Monday, August 1, 2011

Symmetric Starship Doors

This week I took a break from working on my lunar-lander game to go back and fix the level symmetry in a simple game I made a couple years ago.

SpaceRL (unimaginative working title) is a turn-based, grid-based, Roguelike-inspired attempt to represent zero-gravity motion; in particular, the ability to shoot a gun in one direction whilst floating in another direction. It's inspired by the cover of Tobias Buckell's book Ragamuffin:



The game is very simple at the moment: survey derelict, monster-infested starship wrecks and identify the crew remains. The basic combat maneuver is shown above: get some monsters following you, find a straight corridor, kick off, and blow them away as they pursue.

Coming up with level design that suggests a starship was an interesting challenge. I want something that appears to have been constructed along an axis of symmetry but that due to barricades and debris can no longer be navigated straightforwardly.

This week I finished making door placement be symmetric across the central axis. I also experimented with making the levels into simply-connected mazes. If there is only one way to get to each room from the entrance, the player will need to backtrack more in the process of visiting every room. Whether this is fun or not is debatable; it depends on whether revisiting rooms is interesting. I've thought about having the player eventually find the artificial gravity controls, for instance. Gravity would remove your ability to move and shoot simultaneously, which would change the experience.

The more-likely solution will be the typical thing of having shortcuts back toward the root of the tree that the player can open up. For instance, there might be a door that is barricaded from one side; once the player gets to that other side via a round-about route they can un-barricade it and take the shortcut.
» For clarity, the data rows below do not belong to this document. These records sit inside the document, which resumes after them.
PR #2110, opened 2017-09-01
PCHR-2553: Fix editing own request by manager

igorpavlov:
## Overview

Currently managers cannot edit their own requests. This PR fixes this issue.

## Technical Details

*File js/angular/src/leave-absences/shared/controllers/request.controller.js*

The issue was in the `setRoles()` function - it ignored the `vm.isSelfRecord` value. `isSelfRecord` is essential for **My Leave** page since on this page all users with any permissions make/edit leave requests for **themselves**.

This means simply adding a force check on the `isSelfRecord` solves the issue:
```js
function initRoles () {
  role = 'staff';

  if (vm.isSelfRecord) {
    return; // <-- force the role to be "staff" in case of a self record
  }

  // Then if not a self record, set roles basing on permissions.
  // (ex. on Manager Leave page the functionality is different to Managers and Admins)
  return checkPermissions(sharedSettings.permissions.admin.administer).then...

}
```

---

- [x] Tests Pass


uk.co.compucorp.civicrm.hrleaveandabsences/js/angular/src/leave-absences/shared/controllers/request.controller.js
```diff
@@ -498,16 +498,20 @@ define([
     function initRoles () {
       role = 'staff';
 
+      if (vm.isSelfRecord) {
```
deb1990: We should not really change the `role` based on `isSelfRecord`. Because they are mutually exclusive, in future we might have a requirement where the my leave page needs to have different functionality based on the role(staff or manager). So we should keep the role as it is, but add conditions based on `isSelfRecord` to achieve the same.

uk.co.compucorp.civicrm.hrleaveandabsences/js/angular/test/shared/controllers/request.controller.spec.js
```diff
@@ -828,6 +828,38 @@
         });
       });
 
+      describe('user edits their own leave request popup', function () {
+        var leaveRequest;
+
+        ['staff', 'manager', 'admin'].forEach(function (permissionsRole) {
+          testRoleForSelfRecord(permissionsRole);
+        })
```
deb1990: Semicolon missing? Is the linter working for you?

uk.co.compucorp.civicrm.hrleaveandabsences/js/angular/src/leave-absences/shared/controllers/request.controller.js
igorpavlov: Sure. I am following the similar logic as per Leave Calendar:

```js
bindings: {
  contactId: '<',
  roleOverride: '@?'
}
```
```js
function setUserRole () {
  if (vm.roleOverride) {
    return $q.resolve().then(function () {
      userRole = vm.roleOverride;
    });
  } else {
    return $q.all([
      checkPermissions(sharedSettings.permissions.admin.administer),
      checkPermissions(sharedSettings.permissions.ssp.manage)
    ])
    .then(function (results) {
      userRole = results[0] ? 'admin' : (results[1] ? 'manager' : 'staff');
    });
  }
}
```
And here is the config file for the **my-leave** module:
```js
.state('my-leave.calendar', {
  url: '/calendar',
  template: '<leave-calendar contact-id="myleave.contactId" role-override="staff"></leave-calendar>'
});
```
I actually wanted initially to override the role basing on the `$rootScope.section`.

uk.co.compucorp.civicrm.hrleaveandabsences/js/angular/src/leave-absences/shared/controllers/request.controller.js
```diff
@@ -498,7 +498,7 @@ define([
     function initRoles () {
       role = 'staff';
 
-      if (vm.isSelfRecord) {
+      if ($rootScope.section === 'my-leave') {
```
reneolivo: is it possible to see my leave requests in a different section? can they be seen on manager leave? contact page?

uk.co.compucorp.civicrm.hrleaveandabsences/js/angular/test/shared/controllers/request.controller.spec.js
```diff
@@ -376,7 +376,7 @@
 
                 leaveRequest.contact_id = CRM.vars.leaveAndAbsences.contactId.toString();
 
-                initTestController({ isSelfRecord: true, leaveRequest: leaveRequest });
+                initTestController({ leaveRequest: leaveRequest, isSelfRecord: true });
```
reneolivo: why did you remove `isSelfRecord: true` from other tests but left this one?

igorpavlov: The implementation of `isSelfRecord` was changed and now is used only in one place in the code:

```js
function changeStatusBeforeSave () {
  if (vm.isSelfRecord) {
    vm.request.status_id = vm.requestStatuses[sharedSettings.statusNames.awaitingApproval].value;
  } else if (vm.canManage) {
    vm.request.status_id = vm.newStatusOnSave || vm.request.status_id;
  }
}
```
and exactly this place is tested: 

```js
it('status changes to waiting approval before calling API', function () {
```

uk.co.compucorp.civicrm.hrleaveandabsences/js/angular/src/leave-absences/shared/controllers/request.controller.js
igorpavlov: Yes, this component is used in Absence Tab:

image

Here are four versions of the same map:

Asymmetric


Symmetric


Asymmetric Maze


Symmetric Maze



The percent signs in the maps represent destroyed doors. They are there to imply that the original layout was symmetric even if the current connectivity is not. The “symmetric” level style means the generation algorithm attempts to connect matching pairs of rooms on opposite sides of the symmetry axis at the same time, rather than leaving it to chance. Without it there tend to be more destroyed doors.